[Stored items]
* * *
PR #1796, opened 2025-04-09
OCPEDGE-1704: [TNF] Added symlink to allow for custom pacemaker resource agent in two-node OCP variant

jaypoulz:
Two-Node OpenShift with fencing is a variant of OpenShift that will be DevPreview in 4.19.
It adds a special executable to /usr/lib/ocf/resource.d/ocp-tnf/ that is not yet in the CoreOS extension for `two-node-ha`.

We are working to address this missing component ASAP, but in the meantime, this symlink allows us to enable this component via a MachineConfig.

### DIFF
--- a/packages-openshift.yaml
+++ b/packages-openshift.yaml
@@ -189,6 +189,15 @@ postprocess:
     ---
     EOF
 
+  # Inject symlink for Two Node OpenShift with Fencing (TNF)
+  # This is a workaround to allow pacemaker to use a pre-release resource agent for etcd
+  # This should be removed after https://issues.redhat.com/browse/OCPEDGE-1706 is completed
+  - |
+    #!/usr/bin/env bash
+    set -xeuo pipefail
+    mkdir -p /usr/lib/ocf/resource.d/ocp-tnf
+    ln -s /usr/local/lib/ocf/resource.d/ocp-tnf/podman-etcd /usr/lib/ocf/resource.d/ocp-tnf/podman-etcd
+
   - |
     #!/usr/bin/env bash
     set -xeo pipefail


jaypoulz:
Kola tests were failing because there was nothing at the destination of the symlink. I've added an empty file to hopefully please the tests.

packages-openshift.yaml
```diff
@@ -189,6 +189,18 @@ postprocess:
...
+  # This is a workaround to allow pacemaker to use a pre-release resource agent for etcd
+  # This should be removed after https://issues.redhat.com/browse/OCPEDGE-1706 is completed
+  # We touch an empty file in the target location to pass kola tests
+  - |
+    #!/usr/bin/env bash
+    set -xeuo pipefail
+    mkdir -p /usr/lib/ocf/resource.d/ocp-tnf
+    ln -s /usr/local/lib/ocf/resource.d/ocp-tnf/podman-etcd /usr/lib/ocf/resource.d/ocp-tnf/podman-etcd
+    mkdir -p /var/usrlocal/lib/ocf/resource.d/ocp-tnf
+    touch /usr/local/lib/ocf/resource.d/ocp-tnf/podman-etcd
```
travier, line 202: I don't think you need those. They will be created on demand when you install the files there.

To workaround the broken symlink kola check, you can skip by adding an entry in https://github.com/openshift/os/blob/master/kola-denylist.yaml instead.

This should check if the package is fixed and fail if it is.

jaypoulz: With regards to ensuring the symlink is not present once the package is fixed, I spoke to the team about this and our concern is that this would break our installations (and upgrades) until we patch CEO. We intentionally installed this symlink at a non-conflicting location from the one that will be used when the package is fixed. Once the underlying fix is in the RPM, we need to update the our code in CEO to ensure that upgrades and installs all reference the new version. Otherwise, we risk having the code point to where the symlink no longer is.

The advantage of doing it this way is that we can ensure that upgrades always pair a compatible CEO and RHCOS.

jaypoulz: If that's really unacceptable to the team, can land this alternative for now and work on a bug fix for CEO.
https://github.com/openshift/os/pull/1796

kola-denylist.yaml
```diff
@@ -117,3 +117,11 @@
...
     - centos-10
     - rhel-10.1
+
+# We are currently adding a dead symlink to allow MCO to install a pacemaker
+# resource agent in Two Node OpenShift with Fencing (TNF). This will be removed
+# once the underlying agent is shipped as part of the `two-node-ha` extension
+# and the TNF controller in etcd is updated to initialize pacemaker clusters
+# via the version shipped in the extension.
+- pattern: ext.config.shared.files.validate-symlinks
+  tracker: https://issues.redhat.com/browse/OCPEDGE-1706
```
jlebon, line 127: https://github.com/openshift/os/pull/1801#discussion_r2047383088 still applies here.

jaypoulz: Filed https://issues.redhat.com/browse/OCPEDGE-1752 to track that follow-up

PR #1797, opened 2025-04-10
NO-JIRA: c10s.repo: use x86_64 extras-common URL for all arch

jcapiitao:
Currently, CentOS Stream does not ship extras-common repo for s390x [1]. 
This prevents us to build c10s against this arch. I basically replicate the same hack config as we do for c9s. 
Note that this extras-common repo only provides noarch RPMs, at least the one we pull (i.e centos-release-cloud-common, centos-release-nfv-common and centos-release-virt-common) are noarch.

[1] https://pagure.io/centos-infra/issue/1635


dustymabe (approved):
/lgtm

PR #1799, opened 2025-04-11
NO-JIRA: denylist: ext.config.rpm-ostree.replace-rt-kernel for c10s on ppc64le

jcapiitao:
The `ext.config.rpm-ostree.replace-rt-kernel` test is failing [1] when downgrading to previous kernel. 
In order to have the first `c10s` build produced by the pipeline, we can ignore this failure for now.

[1] https://github.com/coreos/fedora-coreos-tracker/issues/1923

### DIFF
--- a/kola-denylist.yaml
+++ b/kola-denylist.yaml
@@ -109,3 +109,11 @@
   tracker: https://issues.redhat.com/browse/RHEL-86436
   osversion:
     - rhel-10.1
+
+- pattern: ext.config.rpm-ostree.replace-rt-kernel
+  tracker: https://github.com/coreos/fedora-coreos-tracker/issues/1923
+  arches:
+    - ppc64le
+  osversion:
+    - centos-10
+    - rhel-10.1


kola-denylist.yaml
```diff
@@ -109,3 +109,10 @@
   tracker: https://issues.redhat.com/browse/RHEL-86436
   osversion:
     - rhel-10.1
+
+- pattern: ext.config.rpm-ostree.replace-rt-kernel
+  tracker: https://github.com/coreos/fedora-coreos-tracker/issues/1923
+  arches:
+    - ppc64le
+  osversion:
+    - centos-10
```
dustymabe, line 118: should we consider adding `rhel-10.1` here too even though we don't know for sure?

dustymabe (approved):
/lgtm

kola-denylist.yaml
jcapiitao: right, let's add it just in case

dustymabe (approved):
/lgtm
* * *
Aim of the task: Whenever a line of the data contains "that", it counts; state how many such lines there are, with nothing added.

Solution below: 7